Summer has arrived at Wisley, as comforting as a warm teapot, and we have arrived with it. Gloria has travelled like a Wandering Albatross over the Surrey seas to bring us safely home-from-home.

The front of the Laboratory building sizzles with diligence like an ant on a summer flagstone. Gloria says that I am insane and I ask if it is more than usual. She agrees that nothing has changed and that she was simply making conversation which is not her strong suit. We laugh, partly at ourselves but mostly at eachother.

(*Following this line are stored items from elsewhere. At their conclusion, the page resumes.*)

PR #17, opened 2018-09-19
Add tests for container states and commands

QiWang19:


QiWang19:
@martinpitt PTAL. Add some tests according to first two in [#6](https://github.com/cockpit-project/cockpit-podman/issues/6)

test/check-application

We have arrived in Philadelphus season and the scent pervades the garden. We find them around every corner, seeing them long after we know they are there. They have a fruity scent, like tinned pears. Gloria doesn't really remember the war but she remembers the end of rationing. She says they smell of the fear of unfamiliar foods.
Whatever the truth, they are in full bloom and they set the character of the garden today and make the roses smell dull.

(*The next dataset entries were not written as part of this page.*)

Issue #14, opened 2018-09-07
Fix error handling


martinpitt:
In utils.js `handleVarlinkCallError()`, don't stringify the error, but return it as-is, so that callers can handle different kinds of errors differently. There could be a separate util method to stringify an error for logging or showing to the user, of course.

marusak:
@martinpitt can you elaborate what exactly is this issue about?
If it is about returning caller the error not as string, but as object, than that is happening:
```js
.catch(ex => {                                                      
  handleVarlinkCallError(ex);                                     
  return Promise.reject(ex);                                      
});
```
`handleVarlinkCallError` only logs the error, and then the promise is rejected with the original error object, so callers can deal with it separately.

martinpitt:
Oh nice, and now it's even just being used in one place. It isn't even exported any more. This was a lot more messy when I filed this, great to see that it got fixed now.

PR #18, opened 2018-09-20
Update containers in util & add util function call in app.jsx

QiWang19:


martinpitt:
This crashes the UI. Tests fail with `TypeError: Cannot read property 'bind' of undefined`.

martinpitt:
@QiWang19 : FYI, I just added you to cockpit's "Contributors" team. With that the tests will start automatically for your PRs now, instead of me having to authorize them.

QiWang19:
@martinpitt PTAL : )

src/util.js
```diff
@@ -107,3 +107,80 @@ export function format_memory_and_limit(usage, limit) {
...
+                        return new Promise((resolve, reject) => {
+                            varlinkCall(PODMAN, "io.podman.InspectContainer", {name: container.id})
+                                    .then(reply => {
+                                        resolve(JSON.parse(reply.container));
+                                    })
+                                    .catch(ex => reject(new Error("Failed to do InspectContainer call:", ex, JSON.stringify(ex))));
+                        });
+                    });
+                })
+                .then(function() {
```
martinpitt: I find it hard to mentally follow what's going on in this "ladder" of multiple chained `.then()`s. The block above  does not by itself return a promise, so I believe this isn't really a chain that waits on subsequent promises, but all of these `.then()` blocks run directly after one another.

I think it would make things much easier to understand if all of that code runs in a single `.then()` handler of the `ListContainers` call. (For the record, you are allowed to use empty lines to set apart different steps in the code, to make it easier to read ☺)

Also, style nitpick: Please use `function` or `=>` consistently. I suggest to use `() =>` here; in general, arrow functions are what you want in such promise handlers, as it has a much more intuitive semantics of `this`.

src/util.js
```diff
@@ -107,3 +107,80 @@ export function format_memory_and_limit(usage, limit) {
...
+    let inspectRet = [];
+    let containerStatsRet = [];
+    let countRun;
+    return new Promise((resolve, reject) => {
+        varlinkCall(PODMAN, "io.podman.ListContainers")
+                .then(reply => {
+                    newContainersMeta = reply.containers;
+                    if (!newContainersMeta) {
+                        console.log(newContainersMeta);
+                        resolve({newContainers: newContainers, newContainersStats: newContainersStats});
```
martinpitt: Note that this does *not* magically end the handler function, i. e. this is not an implied `return`. All of the code below will still run and resolve the promise again, with (hopefully :smile: ) the same result. I suggest to just drop this `if` condition - everything above should get along with the list being empty.

src/util.js
```diff
@@ -107,3 +107,80 @@ export function format_memory_and_limit(usage, limit) {
...
+                        });
+                    });
+                })
+                .then(function() {
+                    const containerCount = newContainersMeta.length;
+                    Promise.all(inspectRet)
+                            .then((inspectRet) => {
+                                let runEle = newContainersMeta.filter((ele) => {
+                                    return ele.status === "running";
+                                });
```
martinpitt: Drop the `{ return [...]; }` for single-expression handlers, please: `filter(ele => ele.status === "running");`

src/util.js
```diff
@@ -107,3 +107,80 @@ export function format_memory_and_limit(usage, limit) {
...
+                                inspectRet.map((inspectRet) => {
+                                    newContainers[inspectRet.ID] = inspectRet;
+                                });
+                                if (runEle.length === 0 && Object.keys(newContainers).length === containerCount) {
+                                    resolve({newContainers: newContainers, newContainersStats: newContainersStats});
+                                }
```
martinpitt: This condition is not easy to understand. As for the length comparison, how would that ever be false? `Promise.all.then()` already guarantees that all promises succeeded and thus `newContainers` has the same number of elements as `containerCount`. I think you can just drop that condition and the `containerCount` variable. 

In general, if you have to do this kind of explicit length comparison with data type iteration, then this smells like there's something wrong with your data structures or your iteration. These seem alright here, and the condition is just superflous.

Likewise, if there are no running containers, you resolve the returned promise here, but *don't* return the handler. The code below will still run, no? (See the above "hard to understand the structure and then ladder"). 

I think the code should still be correct and much easier to understand if the `Promise.all.then` handler consists only of the above `inspectRet.map()` call.

src/util.js
```diff
@@ -107,3 +107,80 @@ export function format_memory_and_limit(usage, limit) {
...
+                            })
+                            .catch(ex => console.error("Failed to do InspectContainer call:", ex, JSON.stringify(ex)));
+                })
+
+                .then(function() {
+                    containerStatsRet = newContainersMeta.filter((ele) => {
+                        return ele.status === "running";
+                    }).map((container) => {
```
martinpitt: Please don't compute such values twice. I know, I just told you that the other one can go entirely, but if you ever need it twice, compute it at the top and assign it to a `const`.

src/util.js
```diff
@@ -107,3 +107,80 @@ export function format_memory_and_limit(usage, limit) {
...
+                                        console.error("Failed to do GetContainerStats call:", ex, JSON.stringify(ex));
+                                        reject(new Error("Failed to do GetContainerStats call:", ex, JSON.stringify(ex)));
+                                    });
+                        });
+                    });
+                    countRun = containerStatsRet.length;
+                })
+                .then(() => {
+                    Promise.all(containerStatsRet)
+                            .then((containerStatsRet) => {
```
martinpitt: Please name this argument differently. Up to here, `containerStatsRet` is a list of promises, now it's a list of promise results.

src/util.js
```diff
@@ -107,3 +107,80 @@ export function format_memory_and_limit(usage, limit) {
...
+                                containerStatsRet.map((containerStatsRet) => {
```
martinpitt: Same here, now this is overloaded a third time for a single container stat. Just call it `stats` or so :)

src/util.js
```diff
@@ -107,3 +107,80 @@ export function format_memory_and_limit(usage, limit) {
...
+                                    newContainersStats[containerStatsRet.ctrId] = containerStatsRet.ctrStats;
+                                });
+                                if (countRun > 0 && Object.keys(newContainersStats).length === countRun) {
```
martinpitt: Same story for the length comparison (should just go).

So the `countRun` here would make sure to not resolve the returned promise again if it already happened above. But all of this code just works for no running containers -- `Promise.all([]).then()` immediately resolves and runs the then handler.

So do all of the work above unconditionally, and unconditionally resolve the returned promise here, and do it all in one .then handler. The code will be much smaller, simpler, and avoid branches.

src/util.js
QiWang19: I was wondering if using only one .then(), the functions inside then() will execute not in sequence and app.jsx can not get the complete data, it is possible?
```js
new Promise(() => {
    ListContainers()
        .then() {
            InspectContainer();
            getStats();
            resolve()
        }
})
```

martinpitt: It's actually the other way around. In every imperative programming language, statements in a function are always done in sequence - JavaScript is no different.

With multiple `.then()`s, there is the possibility of chaining them or running them in parallel, that's where things get complicated (see https://javascript.info/promise-chaining). But  we don't need that here.

QiWang19:
@martinpitt  PTAL :)

src/util.js
```diff
@@ -107,3 +107,55 @@ export function format_memory_and_limit(usage, limit) {
...
+        varlinkCall(PODMAN, "io.podman.ListContainers")
+                .then(reply => {
+                    let newContainersMeta = reply.containers;
+                    let inspectRet = newContainersMeta.map((container) => {
+                        return new Promise((resolve, reject) => {
+                            varlinkCall(PODMAN, "io.podman.InspectContainer", {name: container.id})
+                                    .then(reply => resolve(JSON.parse(reply.container)))
+                                    .catch(ex => reject(new Error("Failed to do InspectContainer call:", ex, JSON.stringify(ex))));
+                        });
+                    });
```
martinpitt: Note that wrapping `varlinkCall` into a `Promise` doesn't give you anything here. `inspectRet` can just directly be a list of the `varlinkCall` promises. This would further simplifiy the code.

It's also worthwhile to not "destroy" the original exception into a flag string this early -- at some point you want to handle individual exceptions differently in the caller (see  issue #14), so just propagate it as-is to the caller, and let them decide what to do with them (for now, it's ok to just print them).

Also notice that a three-argument Error with (string, exception, string) is rather weird.

src/util.js
```diff
@@ -107,3 +107,55 @@ export function format_memory_and_limit(usage, limit) {
...
+
+                    Promise.all(inspectRet)
+                            .then((inspectRet) => {
```
martinpitt: Naming overloading again -- `inspectRet` is a list of promises, now it turns into a list of call results. Please choose a different name, like `results`.

src/util.js
```diff
@@ -107,3 +107,55 @@ export function format_memory_and_limit(usage, limit) {
...
+                                inspectRet.map((inspectRetEle) => {
+                                    newContainers[inspectRetEle.ID] = inspectRetEle;
+                                });
+                                resolve({newContainers: newContainers, newContainersStats: newContainersStats});
```
martinpitt: It's too early to resolve the top-level promise here, as you still need to process the ContainerStats() results. Just drop this.

src/util.js
```diff
@@ -107,3 +107,55 @@ export function format_memory_and_limit(usage, limit) {
...
+                                containerStatsRet.map((containerStatsRetEle) => {
+                                    newContainersStats[containerStatsRetEle.ctrId] = containerStatsRetEle.ctrStats;
+                                });
+                                resolve({newContainers: newContainers, newContainersStats: newContainersStats});
+                            })
+                            .catch(ex => console.error("Failed to do GetContainerStats call:", ex, JSON.stringify(ex)));
+                })
+                .catch(ex => {
+                    console.error("Failed to do ListContainers call:", JSON.stringify(ex), ex.toString());
+                    reject(new Error("Failed to do ListContainers call"));
```
martinpitt: This error is rather useless for the caller, as it loses any information about the reason why it failed. I suggest to just propagate it on, i. e. `reject(ex)`.

src/util.js
```diff
@@ -107,3 +107,55 @@ export function format_memory_and_limit(usage, limit) {
...
+                    });
+
+                    Promise.all(inspectRet)
+                            .then((inspectRet) => {
+                                inspectRet.map((inspectRetEle) => {
+                                    newContainers[inspectRetEle.ID] = inspectRetEle;
+                                });
+                                resolve({newContainers: newContainers, newContainersStats: newContainersStats});
+                            })
+                            .catch(ex => console.error("Failed to do InspectContainer call:", ex, JSON.stringify(ex)));
```
martinpitt: Here you also need to reject the returned top-level promise.

src/util.js
```diff
@@ -107,3 +107,55 @@ export function format_memory_and_limit(usage, limit) {
...
+                            });
+
+                    Promise.all(containerStatsRet)
+                            .then((containerStatsRet) => {
+                                containerStatsRet.map((containerStatsRetEle) => {
+                                    newContainersStats[containerStatsRetEle.ctrId] = containerStatsRetEle.ctrStats;
+                                });
+                                resolve({newContainers: newContainers, newContainersStats: newContainersStats});
+                            })
+                            .catch(ex => console.error("Failed to do GetContainerStats call:", ex, JSON.stringify(ex)));
```
martinpitt: Same here, this needs to reject the top-level promise and propagate the exception.

QiWang19:
@martinpitt PTAL : )

src/util.js
```diff
@@ -107,3 +107,51 @@ export function format_memory_and_limit(usage, limit) {
...
+                            .map((container) => {
+                                return varlinkCall(PODMAN, "io.podman.GetContainerStats", {name: container.id});
+                            });
+                    Promise.all(containerStatsRet)
+                            .then((replies) => {
+                                replies.map((reply) => {
+                                    let ctrStatsRet = reply.container;
+                                    newContainersStats[ctrStatsRet.id] = ctrStatsRet;
+                                });
+                                resolve({newContainers: newContainers, newContainersStats: newContainersStats});
```
martinpitt: I just noticed that this is a race condition. It could be that all the `GetContainerStats()` calls finish before all the `InspectContainer()` calls -- in that case the promise would be resolved too early, with `newContainers` still being empty or incomplete. So instead, below this you need another

    Promise.all(inspectRet.concat(containerStatsRet)).then(() => resolve(..));

You don't need to handle errors there, these are already handled here.

src/util.js
```diff
@@ -107,3 +107,51 @@ export function format_memory_and_limit(usage, limit) {
...
+export function updateContainers() {
+    let newContainers = {};
+    let newContainersStats = {};
+    return new Promise((resolve, reject) => {
+        varlinkCall(PODMAN, "io.podman.ListContainers")
+                .then(reply => {
+                    let newContainersMeta = reply.containers;
+                    let inspectRet = newContainersMeta.map((container) => {
+                        return varlinkCall(PODMAN, "io.podman.InspectContainer", {name: container.id});
+                    });
```
martinpitt: Style nitpick: You can drop the `{ return }`, it's just a single expression.

QiWang19:
@martinpitt PTAL :) 
For the meta-question, your comments are pretty good for me. They are not too verbose and I learned a lot from you. You told me what to change and also why I need to do that. And also the links of some characteristics of the language are really helpful. Thank you for your patience. :smile:

src/util.js
```diff
@@ -107,3 +107,64 @@ export function format_memory_and_limit(usage, limit) {
...
+                                let lastIdx = inspectRet.length - 1;
+                                replies.map((reply, idx) => {
+                                    if (idx <= lastIdx) {
+                                        let ctrInspectRet = JSON.parse(reply.container);
+                                        newContainers[ctrInspectRet.ID] = ctrInspectRet;
+                                    } else {
+                                        let ctrStatsRet = reply.container;
+                                        newContainersStats[ctrStatsRet.id] = ctrStatsRet;
+                                    }
+                                });
```
martinpitt: Don't duplicate all this code, all of this has already been done above. You just need to resolve the promise (the line below) here.

QiWang19:
@martinpitt  PTAL :)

Summer has brought the succulents out from their winter fastnesses. These Aeonium make an informal hedgeling above the trials field. There is little chance that they will survive the winter, but Aeonium are expendable. Sooner or later they will outgrow the space that they justify in a greenhouse and this is a useful and honorable way to die.

Dracunculus vulgaris thrives on the warm sandy soil of Battleston Hill. Here it has formed a close association with a Hydrangea. Nowadays we have come to call it the Dragon Arum though as a girl I remember another name and Gloria has said that if I use it she will pull the plug out.

The RHS have arranged a magnificent trial of Foxgloves. It is wonderful to see the new varieties grown together and it demonstrates that in decades of breeding nothing of great significance has been achieved. There are some colour breaks and some additional flowers on the spikes but nothing in the trial can hold a candle to the banks of white Foxgloves growing under the trees.

The Alpine House is feeling the impact of summer, and it is a tribute to the skill of the Alpine team that it continues to house a spectacular display of small wonders. The metallic shutters are pulled down and remind me of the day Gloria went to get a tan on a sunbed to prepare for a holiday in Greece. She returned wrapped in a survival blanket and plastered from head to foot in barrier cream. The following morning she shed her entire skin in a single piece. We found it in the bed after breakfast, and Gloria as pink as a flamingo.

A day at Wisey is always filled with delight, and travelling with Gloria is a pleasure that I rarely mention. These borders of seed grown perennials designed by James Hitchmough are a stimulating challenge to expectations. We always seem to walk away laughing among ourselves. This is the spirit of the summer garden, and if you can't laugh at other people in summer you have become ridiculous.